_Assigned task_. With the line containing "What should we" as the start and the line containing "indexing numbers. Thanks!" as the end, transcribe that span of the entries below exactly, including both.

_Provided information_.
*****

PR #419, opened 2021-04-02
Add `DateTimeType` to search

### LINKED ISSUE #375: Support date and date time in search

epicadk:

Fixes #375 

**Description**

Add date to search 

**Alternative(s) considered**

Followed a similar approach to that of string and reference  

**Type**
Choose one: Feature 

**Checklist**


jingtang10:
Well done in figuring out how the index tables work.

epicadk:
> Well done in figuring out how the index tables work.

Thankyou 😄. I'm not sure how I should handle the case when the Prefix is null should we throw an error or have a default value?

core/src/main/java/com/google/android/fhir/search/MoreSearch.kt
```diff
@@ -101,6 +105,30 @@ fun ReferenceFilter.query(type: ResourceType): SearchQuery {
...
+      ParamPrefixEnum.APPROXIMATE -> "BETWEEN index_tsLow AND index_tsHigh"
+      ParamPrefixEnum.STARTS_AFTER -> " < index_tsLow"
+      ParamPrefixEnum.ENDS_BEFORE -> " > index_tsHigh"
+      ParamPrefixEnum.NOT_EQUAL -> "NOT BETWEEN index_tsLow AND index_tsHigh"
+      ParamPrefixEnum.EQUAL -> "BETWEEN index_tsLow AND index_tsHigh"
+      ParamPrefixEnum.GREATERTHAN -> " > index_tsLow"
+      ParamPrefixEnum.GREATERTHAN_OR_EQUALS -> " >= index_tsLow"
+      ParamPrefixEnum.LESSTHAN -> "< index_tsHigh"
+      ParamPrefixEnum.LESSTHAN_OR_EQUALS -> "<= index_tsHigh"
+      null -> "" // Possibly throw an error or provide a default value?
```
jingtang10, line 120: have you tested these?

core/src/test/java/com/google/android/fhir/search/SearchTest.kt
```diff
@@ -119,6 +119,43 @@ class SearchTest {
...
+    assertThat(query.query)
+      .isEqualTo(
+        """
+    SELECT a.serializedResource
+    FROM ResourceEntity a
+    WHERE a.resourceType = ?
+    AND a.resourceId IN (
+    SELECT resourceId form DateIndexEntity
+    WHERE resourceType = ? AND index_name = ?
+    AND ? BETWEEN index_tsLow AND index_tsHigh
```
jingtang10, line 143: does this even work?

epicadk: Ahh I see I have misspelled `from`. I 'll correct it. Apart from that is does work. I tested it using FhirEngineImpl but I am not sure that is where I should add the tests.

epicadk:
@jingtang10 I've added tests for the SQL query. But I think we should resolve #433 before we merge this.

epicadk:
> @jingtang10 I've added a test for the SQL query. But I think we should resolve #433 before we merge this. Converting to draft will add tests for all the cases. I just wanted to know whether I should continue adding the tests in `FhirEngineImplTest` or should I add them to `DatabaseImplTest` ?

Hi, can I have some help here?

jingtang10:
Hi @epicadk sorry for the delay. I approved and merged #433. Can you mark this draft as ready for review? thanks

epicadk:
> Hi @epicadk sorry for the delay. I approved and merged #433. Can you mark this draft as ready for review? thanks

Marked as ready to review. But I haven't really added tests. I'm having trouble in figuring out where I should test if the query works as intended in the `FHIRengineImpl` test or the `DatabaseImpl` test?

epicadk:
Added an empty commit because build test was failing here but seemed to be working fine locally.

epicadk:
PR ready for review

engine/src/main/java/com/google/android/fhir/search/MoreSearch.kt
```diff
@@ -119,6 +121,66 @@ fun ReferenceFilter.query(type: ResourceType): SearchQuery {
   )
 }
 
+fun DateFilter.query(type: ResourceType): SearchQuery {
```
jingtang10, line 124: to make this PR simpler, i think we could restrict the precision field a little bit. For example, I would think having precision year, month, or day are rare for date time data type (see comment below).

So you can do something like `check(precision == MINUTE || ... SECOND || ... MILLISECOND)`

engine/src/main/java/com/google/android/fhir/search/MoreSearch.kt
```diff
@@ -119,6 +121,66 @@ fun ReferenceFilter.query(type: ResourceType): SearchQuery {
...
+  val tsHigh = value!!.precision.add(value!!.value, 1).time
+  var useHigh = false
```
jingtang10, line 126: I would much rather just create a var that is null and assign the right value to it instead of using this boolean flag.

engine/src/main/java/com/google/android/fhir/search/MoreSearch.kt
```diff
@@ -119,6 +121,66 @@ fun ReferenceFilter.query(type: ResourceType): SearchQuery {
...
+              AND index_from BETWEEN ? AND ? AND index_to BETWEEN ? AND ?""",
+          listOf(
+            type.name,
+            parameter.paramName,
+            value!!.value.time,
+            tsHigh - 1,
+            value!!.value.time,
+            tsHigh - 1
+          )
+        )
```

*****

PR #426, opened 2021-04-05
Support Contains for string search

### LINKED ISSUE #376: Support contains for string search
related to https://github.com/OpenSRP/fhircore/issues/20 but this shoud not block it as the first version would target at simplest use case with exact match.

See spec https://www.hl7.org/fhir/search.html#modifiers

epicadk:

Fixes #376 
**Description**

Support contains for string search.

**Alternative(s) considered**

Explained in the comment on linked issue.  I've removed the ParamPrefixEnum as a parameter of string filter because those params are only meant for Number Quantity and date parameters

*****

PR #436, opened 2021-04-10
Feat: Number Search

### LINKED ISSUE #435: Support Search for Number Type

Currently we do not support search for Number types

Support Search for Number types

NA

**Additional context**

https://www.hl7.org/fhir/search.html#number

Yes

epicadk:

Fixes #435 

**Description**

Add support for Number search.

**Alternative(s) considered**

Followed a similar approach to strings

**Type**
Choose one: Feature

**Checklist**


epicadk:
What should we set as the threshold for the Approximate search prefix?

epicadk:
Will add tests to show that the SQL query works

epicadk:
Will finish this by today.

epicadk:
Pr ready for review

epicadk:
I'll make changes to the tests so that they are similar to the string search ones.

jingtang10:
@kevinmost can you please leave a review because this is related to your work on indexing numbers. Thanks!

*****

_Answer to this task_.
What should we set as the threshold for the Approximate search prefix?

epicadk:
Will add tests to show that the SQL query works

epicadk:
Will finish this by today.

epicadk:
Pr ready for review

epicadk:
I'll make changes to the tests so that they are similar to the string search ones.

jingtang10:
@kevinmost can you please leave a review because this is related to your work on indexing numbers. Thanks!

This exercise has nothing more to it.